> [Work order]:
Gather all lines in the data that hold the string "changes".

Collected data:
----

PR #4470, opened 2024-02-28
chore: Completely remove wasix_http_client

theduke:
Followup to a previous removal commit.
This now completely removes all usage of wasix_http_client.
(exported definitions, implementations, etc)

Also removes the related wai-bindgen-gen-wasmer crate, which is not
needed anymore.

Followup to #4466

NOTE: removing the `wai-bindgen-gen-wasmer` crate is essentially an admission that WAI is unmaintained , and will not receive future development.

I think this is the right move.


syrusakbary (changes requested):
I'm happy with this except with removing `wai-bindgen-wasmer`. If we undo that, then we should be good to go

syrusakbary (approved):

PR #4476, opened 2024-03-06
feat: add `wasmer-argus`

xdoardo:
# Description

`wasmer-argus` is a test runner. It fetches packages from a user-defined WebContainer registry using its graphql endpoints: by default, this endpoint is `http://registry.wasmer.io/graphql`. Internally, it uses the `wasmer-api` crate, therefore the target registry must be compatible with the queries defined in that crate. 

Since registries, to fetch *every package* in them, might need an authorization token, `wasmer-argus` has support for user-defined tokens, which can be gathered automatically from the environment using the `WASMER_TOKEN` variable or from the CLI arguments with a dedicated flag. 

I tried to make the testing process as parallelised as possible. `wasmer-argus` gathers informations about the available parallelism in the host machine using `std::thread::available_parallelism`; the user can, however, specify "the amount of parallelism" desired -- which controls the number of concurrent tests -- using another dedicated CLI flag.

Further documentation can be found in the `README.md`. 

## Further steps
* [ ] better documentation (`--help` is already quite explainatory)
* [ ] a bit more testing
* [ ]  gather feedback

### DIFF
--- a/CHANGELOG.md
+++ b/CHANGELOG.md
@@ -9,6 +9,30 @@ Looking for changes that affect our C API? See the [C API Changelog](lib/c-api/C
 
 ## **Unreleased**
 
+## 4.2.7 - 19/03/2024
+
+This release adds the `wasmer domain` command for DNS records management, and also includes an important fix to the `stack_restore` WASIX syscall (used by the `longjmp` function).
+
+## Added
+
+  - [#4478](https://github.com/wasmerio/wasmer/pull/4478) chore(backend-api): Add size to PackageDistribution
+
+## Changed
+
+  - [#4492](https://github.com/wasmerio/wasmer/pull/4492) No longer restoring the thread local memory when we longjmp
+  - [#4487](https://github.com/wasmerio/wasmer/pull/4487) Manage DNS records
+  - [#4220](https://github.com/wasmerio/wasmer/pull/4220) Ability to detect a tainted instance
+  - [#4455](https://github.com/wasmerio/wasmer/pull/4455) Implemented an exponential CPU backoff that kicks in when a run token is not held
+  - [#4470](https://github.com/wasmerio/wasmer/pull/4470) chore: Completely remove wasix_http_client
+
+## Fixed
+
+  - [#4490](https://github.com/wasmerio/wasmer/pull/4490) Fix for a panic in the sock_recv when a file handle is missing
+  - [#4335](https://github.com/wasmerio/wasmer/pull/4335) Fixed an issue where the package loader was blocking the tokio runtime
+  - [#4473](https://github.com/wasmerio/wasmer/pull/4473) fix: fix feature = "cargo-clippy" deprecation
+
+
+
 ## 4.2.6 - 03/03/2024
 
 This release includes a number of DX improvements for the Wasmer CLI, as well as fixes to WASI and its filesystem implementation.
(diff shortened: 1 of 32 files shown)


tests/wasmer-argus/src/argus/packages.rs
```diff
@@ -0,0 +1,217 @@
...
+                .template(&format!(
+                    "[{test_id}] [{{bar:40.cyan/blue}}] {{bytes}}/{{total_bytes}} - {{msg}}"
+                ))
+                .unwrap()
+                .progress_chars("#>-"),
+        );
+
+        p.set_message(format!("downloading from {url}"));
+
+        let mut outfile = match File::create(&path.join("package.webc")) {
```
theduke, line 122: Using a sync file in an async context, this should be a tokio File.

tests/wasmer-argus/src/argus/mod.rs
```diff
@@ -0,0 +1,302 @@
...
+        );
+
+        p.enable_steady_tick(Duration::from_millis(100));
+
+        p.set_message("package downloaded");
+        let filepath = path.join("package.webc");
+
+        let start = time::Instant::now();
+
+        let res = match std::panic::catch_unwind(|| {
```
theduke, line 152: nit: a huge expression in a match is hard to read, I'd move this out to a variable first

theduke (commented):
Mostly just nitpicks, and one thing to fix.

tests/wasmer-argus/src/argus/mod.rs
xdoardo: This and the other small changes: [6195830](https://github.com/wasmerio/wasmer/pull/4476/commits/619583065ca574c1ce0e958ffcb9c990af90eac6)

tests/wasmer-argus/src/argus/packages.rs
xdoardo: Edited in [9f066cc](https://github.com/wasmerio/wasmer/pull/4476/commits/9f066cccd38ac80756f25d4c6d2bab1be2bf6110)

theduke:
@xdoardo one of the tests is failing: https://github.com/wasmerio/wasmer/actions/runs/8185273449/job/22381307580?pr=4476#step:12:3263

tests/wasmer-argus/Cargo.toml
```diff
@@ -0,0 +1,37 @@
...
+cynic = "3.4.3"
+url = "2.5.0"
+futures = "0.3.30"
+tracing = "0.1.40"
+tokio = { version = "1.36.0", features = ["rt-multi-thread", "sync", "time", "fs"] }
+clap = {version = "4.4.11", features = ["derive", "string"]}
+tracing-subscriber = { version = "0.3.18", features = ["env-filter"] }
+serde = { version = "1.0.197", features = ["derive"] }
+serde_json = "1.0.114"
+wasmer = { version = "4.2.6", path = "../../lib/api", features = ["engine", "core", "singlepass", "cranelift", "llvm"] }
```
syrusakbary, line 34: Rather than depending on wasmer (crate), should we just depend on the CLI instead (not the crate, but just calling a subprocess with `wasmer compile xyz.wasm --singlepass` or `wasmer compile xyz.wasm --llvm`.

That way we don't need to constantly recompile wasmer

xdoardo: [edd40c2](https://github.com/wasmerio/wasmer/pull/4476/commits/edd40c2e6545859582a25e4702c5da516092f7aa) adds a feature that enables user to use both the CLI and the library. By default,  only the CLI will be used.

----

> [Expected answer]:
syrusakbary (changes requested):
@@ -9,6 +9,30 @@ Looking for changes that affect our C API? See the [C API Changelog](lib/c-api/C
xdoardo: This and the other small changes: [6195830](https://github.com/wasmerio/wasmer/pull/4476/commits/619583065ca574c1ce0e958ffcb9c990af90eac6)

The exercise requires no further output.